(Collected data)
>>>>>

PR #1022, opened 2026-05-28
Remove useless Result

sgrif:
Our `ToBytes` trait returns a `Result` instead of just `Bytes`. This is a reasonable forward looking decision, except not a single impl anywhere in the code base ever returns an error. And it's a good thing they don't, because the vast majority of the code which calls this method doesn't handle the error. It just unwraps.

If it weren't for the dozens of unwraps everywhere, I would actually be in favor of leaving the Result there if we thought we might conceivably return an error in the future. But since we're not handling the errors, better to just get rid of it entirely.

### DIFF
--- a/pgdog/src/admin/server.rs
+++ b/pgdog/src/admin/server.rs
@@ -46,7 +46,7 @@ impl AdminServer {
             return Err(Error::SimpleOnly);
         }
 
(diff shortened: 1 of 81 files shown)


levkk (approved):
Yes

PR #1023, opened 2026-05-29
Remove unused QueryWithoutComment

sgrif:
We reimplemented our own Cow for this, which isn't necessarily unreasonable but wasn't needed here for a few reasons. The first is that we don't actually have an Owned case. The code appears to be written assuming that you can't take a subslice of a string with the same lifetime as the original, which isn't true.

The only other reason we'd keep this is if we cared whether a query had a comment or not at some future point, but no code ever checks for this. We can reasonably determine this by checking if role and shard are both Some.


levkk (approved):
neat

PR #1026, opened 2026-05-30
ci: fix flaky prepared statements test

### LINKED ISSUE #1006: test: flaky Ruby test
```
...F.

Failures:

  1) prepared_statements = disabled fails named extended-protocol statements in transaction pool mode
     Failure/Error: expect(errors).not_to be_empty
       expected `[].empty?` to be falsey, got true
     # ./prepared_spec.rb:80:in `block (2 levels) in <top (required)>'

Finished in 0.17507 seconds (files took 0.23506 seconds to load)
5 examples, 1 failure

Failed examples:

rspec ./prepared_spec.rb:61 # prepared_statements = disabled fails named extended-protocol statements in transaction pool mode
```

meskill:
fixes #1006

Improve reliability of prepared statement test by following this structure for testing inside the transaction pooling mode:

1. Prepare statement on some backend connection from pool
2. Pin the used connection with fake transaction so it can't be reused by other clients while transaction is alive. It'll be the same transaction since the pooled connection are reused in LIFO mode
3. Start multiple parallel connections that just picking some connections from pool and changing it's order
4. Test multiple times if the initial prepared statement works as expected depending on the configuration

These tests should basically verify the behavior of the prepared_statement options and to do this we need to use different backend connection to verify pgdog properly proxies these calls. There is no mechanism to control it from the client so the test might look clunky but the intention is to test multiple pool connection that they behave as expected when different clients use prepared statements

### DIFF
--- a/integration/ruby/prepared_disabled/prepared_spec.rb
+++ b/integration/ruby/prepared_disabled/prepared_spec.rb
@@ -44,60 +44,44 @@ describe 'prepared_statements = disabled' do
     conn2.close
   end
 
-  # Prepare on backend A. pgdog intercepts bare BEGIN without checking out a
-  # backend (deferred until the first real query), so a SELECT 1 is needed to
-  # force the actual checkout and keep backend A pinned in the open transaction.
-  # exec_prepared then lands on backend B which never saw the Parse.
-  # In disabled mode pgdog forwards Bind as-is — 'prepared statement does not exist'.
-  #
-  # Mirror: full/'executes named extended-protocol statements in
-  # transaction pool mode' — identical structure, opposite expectation.
+  # Test that the prepared statement that is created inside the connection
+  # could not be reliably executed with prepared_statements=false since it
+  # could land on another backend connection that doesn't have this
+  # statement prepared.
   it 'fails named extended-protocol statements in transaction pool mode' do
     conn = connect
-    begin
-      conn.prepare('ext_stmt', 'SELECT $1::bigint AS val')
-      pin = connect
-      begin
-        pin.exec('BEGIN')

<<<<<

_What you have to do:_ Wherever the word "keep" appears in a line of the data above, copy that line.

_Result of the task:_
The only other reason we'd keep this is if we cared whether a query had a comment or not at some future point, but no code ever checks for this. We can reasonably determine this by checking if role and shard are both Some.
-  # force the actual checkout and keep backend A pinned in the open transaction.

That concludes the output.